Required work » Determine how many lines in the records hold "related", and give that number with nothing added.

============

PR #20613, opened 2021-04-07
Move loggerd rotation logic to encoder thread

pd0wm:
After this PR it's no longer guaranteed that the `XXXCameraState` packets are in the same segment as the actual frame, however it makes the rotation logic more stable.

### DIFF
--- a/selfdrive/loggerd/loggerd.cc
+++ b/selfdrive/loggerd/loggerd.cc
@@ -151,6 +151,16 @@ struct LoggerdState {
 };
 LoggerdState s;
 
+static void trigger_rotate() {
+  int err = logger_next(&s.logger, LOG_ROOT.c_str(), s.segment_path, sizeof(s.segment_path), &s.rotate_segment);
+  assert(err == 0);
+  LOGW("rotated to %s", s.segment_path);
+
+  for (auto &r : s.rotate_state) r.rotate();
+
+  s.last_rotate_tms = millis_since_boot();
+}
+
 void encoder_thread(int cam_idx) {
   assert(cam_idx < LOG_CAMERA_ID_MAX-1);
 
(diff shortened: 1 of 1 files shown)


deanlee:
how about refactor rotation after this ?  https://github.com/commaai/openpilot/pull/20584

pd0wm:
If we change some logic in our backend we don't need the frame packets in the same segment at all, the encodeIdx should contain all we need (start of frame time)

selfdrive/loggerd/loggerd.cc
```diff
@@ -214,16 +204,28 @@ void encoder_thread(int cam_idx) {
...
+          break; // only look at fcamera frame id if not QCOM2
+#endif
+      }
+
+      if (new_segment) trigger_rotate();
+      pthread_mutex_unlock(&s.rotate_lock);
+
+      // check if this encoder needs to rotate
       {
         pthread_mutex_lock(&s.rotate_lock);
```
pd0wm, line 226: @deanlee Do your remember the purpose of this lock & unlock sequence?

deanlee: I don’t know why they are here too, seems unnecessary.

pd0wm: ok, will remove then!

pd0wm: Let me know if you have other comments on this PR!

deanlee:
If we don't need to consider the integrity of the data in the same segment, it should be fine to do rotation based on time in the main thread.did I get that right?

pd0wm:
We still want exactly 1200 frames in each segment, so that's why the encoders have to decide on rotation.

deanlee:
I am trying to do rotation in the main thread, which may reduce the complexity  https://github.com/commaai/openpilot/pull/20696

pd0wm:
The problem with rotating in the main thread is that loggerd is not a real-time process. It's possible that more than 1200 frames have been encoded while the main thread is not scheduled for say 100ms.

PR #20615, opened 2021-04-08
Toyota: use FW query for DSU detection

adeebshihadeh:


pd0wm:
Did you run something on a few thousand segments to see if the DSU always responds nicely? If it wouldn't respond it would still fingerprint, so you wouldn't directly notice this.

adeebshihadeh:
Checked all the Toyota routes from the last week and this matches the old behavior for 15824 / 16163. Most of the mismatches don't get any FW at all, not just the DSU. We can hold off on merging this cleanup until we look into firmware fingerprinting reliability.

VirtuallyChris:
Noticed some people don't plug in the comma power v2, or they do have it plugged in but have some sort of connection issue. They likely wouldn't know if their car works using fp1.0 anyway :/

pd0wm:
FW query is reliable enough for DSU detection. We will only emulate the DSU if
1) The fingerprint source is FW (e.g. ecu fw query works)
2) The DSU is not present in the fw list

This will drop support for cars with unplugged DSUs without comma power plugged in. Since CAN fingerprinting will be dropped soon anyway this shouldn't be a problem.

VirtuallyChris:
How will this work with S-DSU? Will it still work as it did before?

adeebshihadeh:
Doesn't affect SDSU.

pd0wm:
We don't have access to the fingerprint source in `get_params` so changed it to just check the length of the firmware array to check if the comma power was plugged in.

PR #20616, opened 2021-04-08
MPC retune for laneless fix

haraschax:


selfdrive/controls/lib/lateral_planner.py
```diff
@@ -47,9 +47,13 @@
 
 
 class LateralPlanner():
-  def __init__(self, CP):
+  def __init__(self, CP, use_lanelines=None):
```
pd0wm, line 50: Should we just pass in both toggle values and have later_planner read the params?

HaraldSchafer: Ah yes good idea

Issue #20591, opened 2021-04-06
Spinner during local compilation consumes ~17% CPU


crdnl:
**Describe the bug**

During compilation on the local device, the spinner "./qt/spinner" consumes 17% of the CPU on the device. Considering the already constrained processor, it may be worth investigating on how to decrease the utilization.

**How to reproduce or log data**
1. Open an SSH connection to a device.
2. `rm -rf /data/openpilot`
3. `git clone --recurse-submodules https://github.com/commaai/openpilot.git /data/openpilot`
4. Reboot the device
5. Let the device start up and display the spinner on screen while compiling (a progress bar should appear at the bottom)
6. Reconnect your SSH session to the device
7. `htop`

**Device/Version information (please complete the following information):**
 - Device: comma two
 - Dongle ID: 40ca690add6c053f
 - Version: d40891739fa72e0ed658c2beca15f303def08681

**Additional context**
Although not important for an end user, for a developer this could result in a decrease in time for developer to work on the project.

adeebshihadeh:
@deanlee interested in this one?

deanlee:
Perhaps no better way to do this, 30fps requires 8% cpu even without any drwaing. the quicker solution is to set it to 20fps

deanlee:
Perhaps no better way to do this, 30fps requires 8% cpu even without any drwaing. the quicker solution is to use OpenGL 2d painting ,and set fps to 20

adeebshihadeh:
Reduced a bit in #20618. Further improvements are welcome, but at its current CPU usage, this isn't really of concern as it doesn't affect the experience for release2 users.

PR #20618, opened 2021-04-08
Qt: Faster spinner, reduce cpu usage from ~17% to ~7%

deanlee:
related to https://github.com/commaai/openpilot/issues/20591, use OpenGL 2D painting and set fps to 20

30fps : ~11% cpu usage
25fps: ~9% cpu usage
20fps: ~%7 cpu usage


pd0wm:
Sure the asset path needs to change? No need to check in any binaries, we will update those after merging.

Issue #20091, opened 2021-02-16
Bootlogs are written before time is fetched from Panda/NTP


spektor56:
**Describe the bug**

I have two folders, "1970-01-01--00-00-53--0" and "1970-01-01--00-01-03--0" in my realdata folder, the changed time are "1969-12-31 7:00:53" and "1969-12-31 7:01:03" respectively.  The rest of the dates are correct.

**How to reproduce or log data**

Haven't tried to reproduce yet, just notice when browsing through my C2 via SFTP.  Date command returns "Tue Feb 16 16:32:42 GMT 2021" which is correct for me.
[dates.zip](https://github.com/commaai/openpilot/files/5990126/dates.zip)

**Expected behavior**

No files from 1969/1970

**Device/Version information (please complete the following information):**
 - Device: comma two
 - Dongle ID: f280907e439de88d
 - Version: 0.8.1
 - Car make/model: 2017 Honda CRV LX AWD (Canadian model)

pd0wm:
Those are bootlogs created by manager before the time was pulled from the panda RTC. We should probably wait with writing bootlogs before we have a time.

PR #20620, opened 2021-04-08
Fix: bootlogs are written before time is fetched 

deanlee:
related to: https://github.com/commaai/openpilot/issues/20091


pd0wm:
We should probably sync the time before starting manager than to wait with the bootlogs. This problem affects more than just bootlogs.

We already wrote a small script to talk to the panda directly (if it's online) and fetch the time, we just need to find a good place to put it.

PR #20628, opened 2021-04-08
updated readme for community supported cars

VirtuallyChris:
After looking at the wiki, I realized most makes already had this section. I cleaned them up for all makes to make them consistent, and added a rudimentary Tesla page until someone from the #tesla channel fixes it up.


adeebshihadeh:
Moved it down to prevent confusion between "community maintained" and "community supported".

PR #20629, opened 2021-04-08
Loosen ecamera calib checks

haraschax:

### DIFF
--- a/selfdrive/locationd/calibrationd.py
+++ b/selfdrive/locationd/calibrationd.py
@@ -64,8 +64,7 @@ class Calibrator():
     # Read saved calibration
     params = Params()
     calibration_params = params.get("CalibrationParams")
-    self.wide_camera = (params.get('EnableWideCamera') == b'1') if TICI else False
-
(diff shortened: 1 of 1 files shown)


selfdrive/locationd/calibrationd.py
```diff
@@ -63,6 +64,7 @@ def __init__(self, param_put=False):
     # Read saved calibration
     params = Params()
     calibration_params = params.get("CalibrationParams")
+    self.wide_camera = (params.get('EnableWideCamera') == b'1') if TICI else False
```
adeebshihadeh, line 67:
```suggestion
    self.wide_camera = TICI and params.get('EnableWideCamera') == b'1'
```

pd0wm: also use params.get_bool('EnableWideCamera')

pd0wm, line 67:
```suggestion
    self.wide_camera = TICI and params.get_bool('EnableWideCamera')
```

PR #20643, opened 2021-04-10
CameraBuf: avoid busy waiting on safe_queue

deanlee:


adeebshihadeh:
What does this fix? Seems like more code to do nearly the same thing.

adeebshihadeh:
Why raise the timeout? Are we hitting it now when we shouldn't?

============

Response box » 2